=== Materials provided ===

PR #926, opened 2026-06-20
perf(algo): spatial-hash the builder's O(N²) collinear-split + same-domain passes

andymai:
## Problem

Sequential boolean cuts scale **quadratically**: `regress_hexwall_cuts::hexwall_sequential_cuts_full` (133 hex-prism cuts through a wall) took **19.4s release / ~219s debug**, and its own doc says it "must complete in seconds." Each `boolean(Cut, growing_body, small_tool)` was O(body²), so the sequence was quadratic-of-quadratic. brepkit must be performant; a slow test is an engine perf smell.

## Root cause (profiled, not assumed)

The PaveFiller is **not** the culprit — it already AABB-pre-filters face pairs (~13ms/cut). Stage-level timing of the heavy end (cut 131, ~800 body faces, ~309ms) attributes the cost to **three all-pairs passes in the builder/assembly stage**:

| Pass | File | @cut131 | Pattern |
|---|---|---:|---|
| `split_edges_at_collinear_vertices` | `builder_solid.rs` | ~140ms | every vertex × every Line edge — O(V·E) |
| `split_arc_edges_at_collinear_vertices` | `builder_solid.rs` | (O(V·E)) | same, arc edges |
| `detect_same_domain` Steps 3b/3c | `same_domain.rs` | ~140ms | every coplanar/coaxial face pair × polygon-boolean — O(F²) |

## Fix — broad-phase locality at the layer where the cost lives

- A uniform spatial hash `PointGrid` (over candidate vertices) and an AABB-grid candidate-pair generator `overlap_candidate_pairs` (over faces).
- Each pass now probes only the grid cells an edge's/face's AABB spans → **O(near) instead of O(N²)**.
- **Provably result-preserving:** a vertex beyond the snap band from a segment can never be a collinear cut; two faces whose AABBs don't overlap can never pass the overlap test. Candidate pairs are emitted in the **same ascending (i,j) order** the former nested loop used, so the same-domain union-find sequence and representative selection are **byte-identical**.

## `cut_all` batch — investigated and rejected

I implemented a `merge_disjoint_solids`-then-single-cut batch path and found it produces **non-manifold** results for through-hole patterns (the merged disconnected tool shell breaks the cut's shell assembly — fails `compound_cut_matches_sequential_{2x2,3x3,4x4}_grid` manifold assertions, volume right / manifoldness wrong). Dropped it; `compound_cut` stays sequential and correct. The locality fix above is the provable one.

## Results

| Profile | Baseline | Fixed | Speedup |
|---|---:|---:|---:|
| release | 19.40s | **5.18s** | 3.7× |
| debug | ~219s | 62.85s | 3.5× |

The residual is the fundamental "a sequential boolean reprocesses the whole body each cut" floor (now genuinely **linear per cut**, O(body²) total with a 3.5× smaller constant); flattening further needs incremental far-field carry-through — an architecture change, out of scope for a provable local fix.

## Verification

- **Full suites, zero regressions/diffs (1439 tests):** `brepkit-algo` (135, all `same_domain` geometric-overlap cases), `brepkit-operations` (902, incl. `parity_boolean_*` VOLUME oracles, `boolean_stress`/`boolean_invariants`, `coaxial_*`, `compound_cut` grid/shelled), `brepkit-io` (176), `brepkit-wasm` (226, gridfinity d1–d5 + honeycomb + lipfuse). `hexwall_sequential_cuts_20`/`_full` pass (each cut removes the exact prism volume).

## Follow-up (same O(N²) class, not in scope here)

The per-cut O(body) rebuild of `detect_same_domain`'s edge-sets/AABBs is the remaining linear-per-cut floor; eliminating it needs an incremental boolean that carries the untouched far-field through unchanged.

### DIFF
--- a/crates/algo/src/builder/builder_solid.rs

=== Exercise ===
What is needed is a verbatim copy of every line in the records above from the one containing "arc edges |" down to the one containing "## Follow-up (same", both included, and nothing more.

=== Output of the task ===
| `split_arc_edges_at_collinear_vertices` | `builder_solid.rs` | (O(V·E)) | same, arc edges |
| `detect_same_domain` Steps 3b/3c | `same_domain.rs` | ~140ms | every coplanar/coaxial face pair × polygon-boolean — O(F²) |

## Fix — broad-phase locality at the layer where the cost lives

- A uniform spatial hash `PointGrid` (over candidate vertices) and an AABB-grid candidate-pair generator `overlap_candidate_pairs` (over faces).
- Each pass now probes only the grid cells an edge's/face's AABB spans → **O(near) instead of O(N²)**.
- **Provably result-preserving:** a vertex beyond the snap band from a segment can never be a collinear cut; two faces whose AABBs don't overlap can never pass the overlap test. Candidate pairs are emitted in the **same ascending (i,j) order** the former nested loop used, so the same-domain union-find sequence and representative selection are **byte-identical**.

## `cut_all` batch — investigated and rejected

I implemented a `merge_disjoint_solids`-then-single-cut batch path and found it produces **non-manifold** results for through-hole patterns (the merged disconnected tool shell breaks the cut's shell assembly — fails `compound_cut_matches_sequential_{2x2,3x3,4x4}_grid` manifold assertions, volume right / manifoldness wrong). Dropped it; `compound_cut` stays sequential and correct. The locality fix above is the provable one.

## Results

| Profile | Baseline | Fixed | Speedup |
|---|---:|---:|---:|
| release | 19.40s | **5.18s** | 3.7× |
| debug | ~219s | 62.85s | 3.5× |

The residual is the fundamental "a sequential boolean reprocesses the whole body each cut" floor (now genuinely **linear per cut**, O(body²) total with a 3.5× smaller constant); flattening further needs incremental far-field carry-through — an architecture change, out of scope for a provable local fix.

## Verification

- **Full suites, zero regressions/diffs (1439 tests):** `brepkit-algo` (135, all `same_domain` geometric-overlap cases), `brepkit-operations` (902, incl. `parity_boolean_*` VOLUME oracles, `boolean_stress`/`boolean_invariants`, `coaxial_*`, `compound_cut` grid/shelled), `brepkit-io` (176), `brepkit-wasm` (226, gridfinity d1–d5 + honeycomb + lipfuse). `hexwall_sequential_cuts_20`/`_full` pass (each cut removes the exact prism volume).

## Follow-up (same O(N²) class, not in scope here)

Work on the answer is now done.